IJ: The public will become more aware of the role of the optometrist, and what they can treat in the community – more and more people are coming into practice having been advised to by their GP, and this will increase and raise awareness further. I also think people are becoming more aware of optometry as a career option as awareness of the profession, what it is, what it involves and the importance of having your sight tested grows.
What is your one wish for the profession by 2030?SJ: I hope that, given the fact that there is a shortage of GPs and ophthalmologists currently, there will be an opportunity for the profession to grasp shared care services fully and cement its place as the go-to place for eye care in the community. This has come on a lot in the last few years, and everything is pointing to moving down this road further with no alternative available currently.
IJ: I agree. And I think the public will only become more and more aware of the services that optometry can offer as the profession expands its scope and takes on a bigger clinical role in the community.

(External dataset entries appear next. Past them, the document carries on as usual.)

PR #1910, opened 2016-10-28
added agl estimator when assuming non flat ground

kirkscheper:
Typically, in the Vertical Float Filter, the sonar is assumed to always be correct and is used to estimate the baro offset from the ground altitude, this is only true when we assume that the ground is flat with no obstacles. This PR proposes that if so defined by the user, the filter can be inversed allowing the VFF to estimate the obstacle height from the difference between the baro and sonar measurements allowing the vehicle to fly at constant barometric altitude over obstacles. The sonar measurements help to filter the barometer measurements and provide more consistent vertical speed estimates. This filter has already been test flown in an obstacle filled environment to good effect.

One observed side effect is that the barometric pressure in an environment changes over time which would cause the vehicle to have a biases altitude. To fix this I propose to augment the Kalman filter with an additional state to estimate both the sonar and barometer offset using time scale separation, fast changes in sonar alt are likely obstacles but time averaged readings are likely the ground truth (pun intended) and should be added as a baro offset. I will implement and test this shortly. Any feedback is appreciated.


sw/airborne/state.h
```diff
@@ -580,6 +582,14 @@ static inline void stateSetPositionUtm_f(struct UtmCoor_f *utm_pos)
   state.pos_status = (1 << POS_UTM_F);
 }
 
+/// Set altitude above ground level (float).
+static inline void stateSetAltAgl_f(float agl)
+{
+  state.alt_agl_f = agl;
+  /* clear bits for all position representations and only set the new one */
```
flixr: I don't think that it is a good idea to clear all other bits here as you don't want to invalidate the rest of the position...

sw/airborne/state.h
```diff
@@ -691,6 +701,15 @@ static inline struct UtmCoor_f *stateGetPositionUtm_f(void)
   return &state.utm_pos_f;
 }
 
+/// Get altitude above ground level (float).
+static inline float *stateGetAltAgl_f(void)
```
flixr: Should directly return a float instead of a pointer to it (like the other functions returning a primitive type).

sw/airborne/subsystems/ins/ins_int.c
```diff
@@ -145,6 +141,15 @@ static void gps_cb(uint8_t sender_id, uint32_t stamp, struct GpsState *gps_s);
 static abi_event vel_est_ev;
 static void vel_est_cb(uint8_t sender_id, uint32_t stamp, float x, float y, float z, float noise);
 
+/** ABI binding for AGL.
+ * Usually this is coming from opticflow.
```
flixr: This sounds a bit weird, optiflow doesn't give you an AGL measurement... it's still the sonar (or something similar)

sw/airborne/subsystems/ins/ins_int.c
```diff
@@ -315,30 +319,50 @@ void ins_int_propagate(struct Int32Vect3 *accel, float dt)
...
-    ins_int.baro_initialized = true;
-  }
-
-  if (ins_int.baro_initialized) {
-    if (ins_int.vf_reset) {
-      ins_int.vf_reset = false;
-      ins_int.qfe = pressure;
-      vff_realign(0.);
-      ins_update_from_vff();
+  static uint8_t num_points = 0;
```
flixr: This should either be factored out into a filter or one of the existing lowpass, mean or median filters used...

sw/airborne/subsystems/ins/ins_int.c
```diff
@@ -54,19 +54,15 @@
 #include "math/pprz_geodetic_int.h"
 #include "math/pprz_isa.h"
 
+#ifndef INS_BARO_AGL_OFFSET
```
flixr: What is this offset supposed to be?
If it is supposed to be the static offset between the reported AGL and the real AGL, this should not be done in the INS, but the offset directly applied in the module creating the AGL message.

kirkscheper: oh, maybe the name isn't very good but it is supposed to be the initial baro offset, it is currently actively estimated in the vff but it should be possible for the user to define a static offset value of the baro from the ground for eg when the vehicle has long legs or there is some large physical offset of the barometer from the ground. This is also used when resetting the altitude, when reset the baro altitude doesn't go to zero but is reset to this static value. Was useful to us recently when using a quad with long landing legs.

sw/airborne/subsystems/ins/ins_int.c
kirkscheper: haha, typo. tnx

sw/airborne/subsystems/ins/ins_int.c
kirkscheper: Will do. Is this a good idea though? I had implemented this cause the baro on the bebop is HORRIBLY noisy and changing the certainty of the Kalman filter wasn't enough to filter it out. I can imagine that this may not be very beneficial for other baros. I think I may move this to only apply to the bebop baro.

sw/airborne/subsystems/ins/ins_int.c
flixr: This is basically a question of coordinate system...
Right now most other parts of Paparazzi assume that if you are on the ground, you are at 0 AGL and not at 0.3m if your baro is mounted 30cm from the landing legs.

kirkscheper:
This is mostly done, just needs some refactoring after #1909 and a flight test to confirm performance.

podhrmic:
@kirkscheper any updates here?

podhrmic:
@flixr @kirkscheper what should we do with this PR? Potentially useful functionality, but if it is not finished...

podhrmic:
@flixr should we keep it open? @kirkscheper can you update the PR?

OpenUAS:
@kirkscheper , looks useful, can offer to re-test in various scenarios ( after finished and conflicts are fixed) .Since it is an extension that is not enabled by default, if reviewed and tested and docs added of usage and example, a lower risc fix IMHO and we love to see it in master...

OpenUAS:
Self assigned in the hope we can find time to work with @kirkscheper over this to get it retested, and merged finally into upsteram

sw/airborne/subsystems/ins/ins_int.c
```diff
@@ -435,33 +466,37 @@ void ins_int_update_gps(struct GpsState *gps_s)
...
 #if USE_SONAR
-static void sonar_cb(uint8_t __attribute__((unused)) sender_id, float distance)
-{
-  static float last_offset = 0.;
-
-  /* update filter assuming a flat ground */
-  if (distance < INS_SONAR_MAX_RANGE && distance > INS_SONAR_MIN_RANGE
+    if (distance > 0
+        && vff.z > -INS_SONAR_MAX_RANGE
+        && vff.z < -INS_SONAR_MIN_RANGE
```
kirkscheper: So I am reviving this PR but have a couple of quips. Firstly, This line basically assumes that the vertical filter is converged and close to the true value but what if it isn't... What if the sonar is measuring the correct distance but the vertical filter is not correct? 

What is a better way to test that the measured sonar value is correct?

sw/airborne/subsystems/ins/ins_int.c
```diff
@@ -553,9 +583,25 @@ static void vel_est_cb(uint8_t sender_id __attribute__((unused)),
...
+  last_stamp = stamp;
+  prev_vel.x = vel_ned.x;
+  prev_vel.y = vel_ned.y;
+
+  if (stamp - last_pos_stamp >= 0.05) {
+    ins_int.ltp_pos.x += POS_BFP_OF_REAL(sum_x * 1e-6);
+    ins_int.ltp_pos.y += POS_BFP_OF_REAL(sum_y * 1e-6);
+    sum_x = 0.; sum_y = 0.;
+    last_pos_stamp = stamp;
   }
```
kirkscheper: I think I will put this in a separate PR

OpenUAS: Thx for reviving

kirkscheper:
ok, so I made a few changes to this. The biggest one is that I got rid of the USE_SONAR and SONAR_UPDATE_ON_AGL. 

IMHO this was super confusing. The USE_SONAR would activate the sensor and the SONAR_UPDATE_ON_AGL would allow this value to be used by the ins but that is only true if you are using the vff_extended module. In addition, IMHO you shouldn't use the vff_extended if you are not using sonar/agl because that is the entire point of the vff_extended. If you don't want SONAR_UPDATE_ON_AGL then just use vff. This removes a lot of confusion and removes a redundant setting/option.

I can image that if you have multiple agl sensors that you may want to disable the sonar. But I think that the sonar should be default on and you can disable them by disabling the abi messages for the sensors that you don't want. 

Secondly, I got rid of the SONAR_MIN_RANGE and SONAR_MAX_RANGE cause I am not really sure how they are supposed to work. I would image they are the limits of where you want to use the sonar, so if you are higher than 5m you don't want to use it any more. The problem here is if the sonar stops working st 5m and is at 6m the sensor won't say 6m, it will say 5m or 0m or some random number in between so this check wouldn't prevent you from using values outside of the range of sensor. If I am misunderstanding this please let me know. 

Additionally, the max values are probably only dependent on the sensor so these limit checks should happen there before the value is sent over ABI to ensure that the data is valid.

Also, these parameters are generally just copy-pasted from airframe to airframe without being explicitly used.

There are also some bug fixes here. I have also tested the obstacle estimator on a bebop and it looks ok. The values in the filter result in a 20cm jump in the state estimate when traversing a table of 80cm.

I would love some feedback here so I'm looking forward to your comments!!

kirkscheper:
After a very long wait I was finally able to finish this PR. It is flight tested and ready for review. This affect the ins_int so requires a close review for potential risks.

On that, I saw that if your flight plan is initialized far from the real location of the vehicle some strange behavior can happen due to the hight correction applied to the curvature of the earth. The fix I made seems to help but check if this makes sense.

Another is in the bebop sonar. Here I reduced the sensitivity of the detection, this helped with removing false positive reflections when out of the range of the sensor (above 4m). This may cause some false negatives if the surface flown over is not overly reflective. I was not able to test it over different floors but I think that this setting is fine. I did not make it a settable variable as it is not very intuitive value to set.

This should also fix  #2223, which is an error I accidentally introduced a while back (sorry). The baro setup here has also been confirmed working on a disco.

sw/airborne/boards/baro_board_ms5611_i2c.c
```diff
@@ -64,7 +65,15 @@
 PRINT_CONFIG_VAR(BB_MS5611_TYPE_MS5607)
 
 struct Ms5611_I2c bb_ms5611;
+Butterworth2LowPass lowpass_pressure;
```
gautierhattenberger: Is it reasonable to filter the raw values inside the sensor drivers ? For instance some filters might better handle unfiltered data rather than filtered (and slightly delayed) data. I think this should be the task of the INS to pre-filter or not the sensor data. Also we have more sensors than navigation filters.
An exception would be the case of a sensor with know "issue" like peaks where a median filter for instance would help to remove outliers.

sw/airborne/subsystems/ins/ins_int.c
```diff
@@ -448,33 +471,45 @@ void ins_int_update_gps(struct GpsState *gps_s)
...
+ * This callback handles all estimates of the height of the vehicle above the ground under it
+ * This is only used with the extended version of the vertical float filter
+ */
+#if USE_VFF_EXTENDED
+static void agl_cb(uint8_t sender_id, float distance) {
+  if (distance <= 0 || !(ins_int.baro_initialized)) {
+    return;
+  }
 
+if (sender_id == AGL_SONAR_ADC_ID ||
```
gautierhattenberger: Would be better to avoid the explicit list of sonar ID I think. Do you imagine the case where you have to two types of sonar/agl sensors at the same time ?

sw/airborne/subsystems/ins/ins_int.c
```diff
@@ -330,39 +335,56 @@ void ins_int_propagate(struct Int32Vect3 *accel, float dt)
...
 
-  if (ins_int.baro_initialized) {
-    if (ins_int.vf_reset) {
-      ins_int.vf_reset = false;
-      ins_int.qfe = pressure;
-      vff_realign(0.);
-      ins_update_from_vff();
-    } else {
-      float baro_up = pprz_isa_height_of_pressure(pressure, ins_int.qfe);
+  if (!ins_int.baro_initialized && pressure > 1e-6) {
```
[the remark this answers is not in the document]
kirkscheper: So the 1000 there is actually up for discussion. I have seen some strange things here with the baro on the bebop where there are some really small values returned but is quite sporadic so was not able to log the actual value. What is a reasonable number to check for a bad measurement (instead of 1000 which is quite arbitrary).

sw/airborne/subsystems/ins/ins_int.c
```diff
@@ -330,39 +335,56 @@ void ins_int_propagate(struct Int32Vect3 *accel, float dt)
...
+#define press_hist_len 10
+    static float press_hist[press_hist_len];
+    static uint8_t idx = 0;
+
+    press_hist[idx] = pressure;
+    idx = (idx + 1) % press_hist_len;
+    float var = variance_f(press_hist, press_hist_len);
+    if (var < 1){
```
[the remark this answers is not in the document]
kirkscheper: yes, but 1 is already quite large here. I will add a define.

sw/airborne/boards/baro_board_ms5611_i2c.c
kirkscheper: I did this here cause this baro is horrible, the noise is really bad. The default configuration is already on maximum oversampling ratio so I was not sure what else to do. I can replace the lp filter with a median filter but I think that this raw signal is not reliable for any use...

sw/airborne/subsystems/ins/ins_int.c
kirkscheper: This was done since the previous define was USE_SONAR and the defines to use the value depending on the altitude was also specific to sonar. I can replace the sonar defines with AGL defines but indeed, what if you have multiple sensors that can measure agl. We have had drones with sonar, laser and downward facing stereo camera, all which can provide agl.

Advice on how best to handle that config?

sw/airborne/subsystems/ins/ins_int.c
```diff
@@ -424,7 +446,8 @@ void ins_int_update_gps(struct GpsState *gps_s)
 
   if (ins_int.hf_realign) {
     ins_int.hf_realign = false;
-    hff_realign(gps_pos_m_ned, gps_speed_m_s_ned);
+    const struct FloatVect2 zero = {0.0f, 0.0f};
+    hff_realign(gps_pos_m_ned, zero);
```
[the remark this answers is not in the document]
kirkscheper: tbh, I don't remember why i did this... don't even know why it is in this pr. Will remove.

sw/airborne/subsystems/ins/vf_extended_float.c
```diff
@@ -178,61 +213,41 @@ void vff_propagate(float accel, float dt)
...
+  vff.offset      += K[3] * y;
+  vff.obs_height  += K[4] * y;
 
-  update_baro_conf(z_meas, conf);
+  for (i = 0; i < VFF_STATE_SIZE; i++) {
+    for (j = 0; j < VFF_STATE_SIZE; j++) {
+      vff.P[i][j] -= K[i] * P[j];
+    }
+  }
+#ifdef VFF_EXTENDED_NON_FLAT_GROUND
```
gautierhattenberger: This new flag is not documented in the module xml I think.
Also, in this case, is it really`idef` or `ifndef`. This part seems to drive the obstacle height to zero. Should this be called when the feature is activated or not ? When not activated, what prevents the internal state to diverge ?

OpenUAS:
Retry to get it fixed, tested and merged

sw/airborne/subsystems/ins/vf_extended_float.c
kirkscheper: The internal state should not be updated when the VFF_EXTENDED_NON_FLAT_GROUND is not set since vff.P[4][4] = 0.f;. As such the entire row and column of the P matrix is never updated. I confirmed this on-board.

I removed the ifdef for safety, who knows...

I also added some documentation and updated the vff message with some extra info. This is dependent on https://github.com/paparazzi/pprzlink/pull/91.

gautierhattenberger:
update pprzlink for the new message and it is good to merge

OpenUAS:
Great, I can test on Bebop, Bebop2 and my master based Disco Branch if needed

Issue #1857, opened 2016-09-19
Adapted Throttle causes drop in guidance height


knmcguire:
Hi, I have an issue with the vertical guidance with ADAPT_THROTTLE_ENABLED on true. 

If I switch from AP_MODE_ATTITUDE_RC_CLIMB to AP_MODE_HOVER_Z_HOLD with the Bebop 1 at 1-2 meters, it drops to the ground and slowly rises to the correct height. However I want it to stay at that height from the beginning 

I had the same problem with AP_MODE_ATTITUDE_DIRECT  to hover, but that is because it didn't adapt the intergral factor by the adapt throttle. However, with RC_CLIMB, it is already using the adapt_throttle in guidance... 

Anybody have any thoughts on how to fix this? Thanks in advance.

agressiva:
Some time i have the same problem when using adaptive_throttle
With adaptive disabled the quad never drop altitude.

flixr:
Do you have any logs that contain this? It's kind of hard to guess where the issue is without any actual data...

We should probably not run the adaptive throttle estimator if we are in DIRECT mode... but it *should* work fine when switching from any other mode that internally runs the hover loop.

flixr:
Also if the acceleration is over a threshold (`GUIDANCE_V_ADAPT_MAX_ACCEL`) the estimator is not updated... and since the acceleration in the state interface is fed by the INS, it also depends what INS you use and how "clean" the estimated current acceleration is.

kirkscheper:
For us, this is 'solved' with 1917...

PR #1911, opened 2016-10-28
[guided mode] expand guided mode in vertical guidance

kirkscheper:
This refactors the speed/position setting in the vertical loop in guided mode as well as added a thrust setting option which should facilitate autonomous takeoff in guided mode care of @dewagter .

I am also sneaking in a fix to the vertical adaptive loop which should address #1857 , basically if the user defines a nominal throttle setting as well as adaptive throttle, use the user definition as the initial guess for the adaptive estimator. Tested and verified improvement.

Reflecting on your career to date, what has been your highlight?SJ: I am very proud of the way that, during the pandemic, the profession adapted and developed things quickly. We responded to change and acted in the community to support the public. A lot of people in the profession changed gear and stepped up when COVID-19 happened and that is one of the reasons that the profession is in the strong position that it is now.
What are you most excited about for your future career?
IJ: I would like to continue to develop and increase my skills through additional qualifications. I would like to form strong relationships with my patients and become a more confident professional.